SiliconIntelligence

# 5.2 ILP in Sphinx

Before exploring special-purpose architecture extensions for speech, it is worthwhile to investigate the limits of modern architectures. GAU is a floating point dominant code while HMM is dominated by integer computations. GAU also appears to be easily vectorizable. Two simulation studies were undertaken to explore possibilities for extracting ILP. For GAU, a surplus of integer ALUs was provided and the number of floating point units was varied. Since this algorithm uses an equal number of multiplies and adds, the number of floating point adders and multipliers were increased in equal numbers from one to four, which corresponds to the X axis varying from two to eight FPUs in Figure 5.4. Two different memory system hierarchies were considered: a reasonable one for a multi-GHZ processor and an aggressive memory system with lower latencies. Both configurations are summarized in Table 5.1.

The SGI-2+2f entry describes the measured total IPC on the R12000, which has two integer and two floating point units. The SGI-2 entry is the measured floating point IPC alone. In the case of GAU, IPC remains low because of insufficient memory bandwidth to keep the FPUs active. In the case of the R12000, which can issue two floating point operations per cycle, the IPC for this loop is an underwhelming 0.37. GAU OPT, uncovers opportunities for ILP by virtue of its cache optimizations thereby improving IPC greatly. However, the IPC saturates at 1.2 in spite of available function units. A recently published study also indicated IPC in the range of 0.4 to 1.2 for another speech recognizer [59]. Clearly, the architecture and compiler are unable to automatically extract the available ILP, which again argues for custom acceleration strategies.

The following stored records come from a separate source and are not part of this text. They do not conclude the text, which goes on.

PR #105, opened 2020-05-09
More Drills and better programs

guillaumemoby:


src/Fixtures/index.js
```diff
@@ -1410,33 +1705,112 @@ const firstWeekFitnessTraining = {
...
   image: 'https://zupimages.net/up/20/19/su0s.jpg',
   description:
     "This training session aims at practicing your mark skills. Don't be broken to easily, generate dangerous passes",
-  drills: [warmupGameDrill, chevronDrill, markDrill, breakDrill, game3v3],
+  drills: [warmupGameDrill, dwarfDuelDrill, kyeDrill, breakDrill, normalGame],
 };
 
 const coed2LongTraining = {
   id: 4,
   illustrationType: 'Martin',
```
sallesma, line 1717: Do we need this attribute on trainings? I think we could remove it

Or maybe call it `author`, it looks like a mistake

PR #106, opened 2020-05-09
Add Favorites drills filter 

Adeloche:
Give user some way to select favorite drills in filters.

image


src/Components/FitnessFilters.js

Figure 5.5 shows the corresponding experiment for the HMM phase. In this experiment, the number of integer adders and multipliers are varied equally from one to four. In spite of available execution resources, IPC remains low. It should be noted that in both experiments, the SGI results are indicative of cases where the CPU to memory clock ratio is low. This ratio will undoubtedly increase in the future.

The observations from sections 5.1 and 5.2 have several implications:

1. If speech is an always on'' background application, it could cause significant L2 cache pollution and memory bandwidth degradation to the foreground application. To guarantee real-time processing, it might be better to stream data around the L2 rather than pollute it.
2. Since the L2 cache is one of the largest sources of capacitance on the chip, accessing it for stream data incurs a large power overhead. Low power embedded platforms may not need any L2 cache at all since dramatic increases in L2 size are not accompanied by corresponding improvements in DRAM bandwidth requirements or performance.
3. Bandwidth reduction is important for its own sake as well as to reduce power consumption. Bandwidth partitioning so that each phase has independent access to its data set is important.